Question

The diagram shows two resistors X and Y connected in parallel across a voltage source. Choose the correct statement from the option given below:

(A) The combined resistance is equal to the sum of the resistance
(B) The current at every point in the circuit is the same
(C) The current from the source is equal to the sum of the currents in X and Y
(D) The sum of the potential difference across X and across Y is equal to the potential difference across the voltage source.

Answer 1

Hint: Any amount of charge that enters a system is equal to the amount that goes out of it. This basic principle is also well-known as one of Kirchhoff’s laws and is used to determine the current and/or voltage at a node.

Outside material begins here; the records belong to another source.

PR #91, opened 2019-12-18
Add replace field value tranlator

jjbuchan:
Renames an existing translator to be more specific and adds another one that adds/replaces a field with a new value.

The term `replace` instead of `rename` seemed more accurate here.

The first use-case is converting the `type` field of a monitor such as `dns` to the telegraf input type `dns_query`.  Similar for the `x509` input plugin.

### DIFF
--- a/src/main/java/com/rackspace/salus/telemetry/translators/ReplaceFieldValueTranslator.java
+++ b/src/main/java/com/rackspace/salus/telemetry/translators/ReplaceFieldValueTranslator.java
@@ -1,0 +1,41 @@
+/*
+ * Copyright 2019 Rackspace US, Inc.
+ *
+ * Licensed under the Apache License, Version 2.0 (the "License");
+ * you may not use this file except in compliance with the License.
+ * You may obtain a copy of the License at
+ *
+ *     http://www.apache.org/licenses/LICENSE-2.0
+ *
+ * Unless required by applicable law or agreed to in writing, software
+ * distributed under the License is distributed on an "AS IS" BASIS,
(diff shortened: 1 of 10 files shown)


src/main/java/com/rackspace/salus/telemetry/translators/ReplaceFieldValueTranslator.java
```diff
@@ -0,0 +1,41 @@
...
+import javax.validation.constraints.NotEmpty;
+import lombok.Data;
+import lombok.EqualsAndHashCode;
+
+/**
+ * Replaces a field with the new value.
+ * If the field didn't already exist it will be added.
+ */
+@Data @EqualsAndHashCode(callSuper = false)
+public class ReplaceFieldValueTranslator extends MonitorTranslator {
```
itzg: I like the choice of "replace" especially since we could also use this translator for "setting" fixed values for fields, like`query_version` in the SqlServer plugin 

...however, that begs the question, how should we do a replace for non-string values? I could see leaving this as is and later adding `ReplaceIntFieldValueTranslator`, etc.

jjbuchan: Similar thing crossed my mind and I chose to worry about that later.

I did forget that we can't really get by with `query_version` as it is now.  It will need to be removed from the POJO.

If you agree I'll add `ReplaceIntFieldValueTranslator` to this and also rename this one to `ReplaceStringFieldValueTranslator`

itzg: I'm good with that plan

Complete step by step answer:
We are provided with two resistors X and Y connected in parallel. We know that the equivalent resistance in the case of a parallel connection is given by:
$\dfrac{1}{{{R_{eq}}}} = \dfrac{1}{{{R_1}}} + \dfrac{1}{{{R_2}}}$
Hence, this rules out the first option as the sum is not equal to the linear sum of two resistances.
We also know that Kirchoff’s law states that the amount of current entering a node is equal to the amount of current leaving the node. So, if ${I_1}$ current enters X and ${I_2}$ current enters Y through the node beside them, the total current that should be going into the node is:
$I = {I_1} + {I_2}$
This implies that option B is wrong and option C is correct. But what about the option D? We know that the potential difference across a component does not get distributed along node lines as the current does.
So, option D is wrong.

Hence, option C is the right answer.

Note: The voltage drop across a component does not get divided in the same way as the current does. This is because the potential difference depends directly on both the current and the resistance of the component. So, even if the current remains constant across two components from the same node, the different resistances would cause a different potential drop.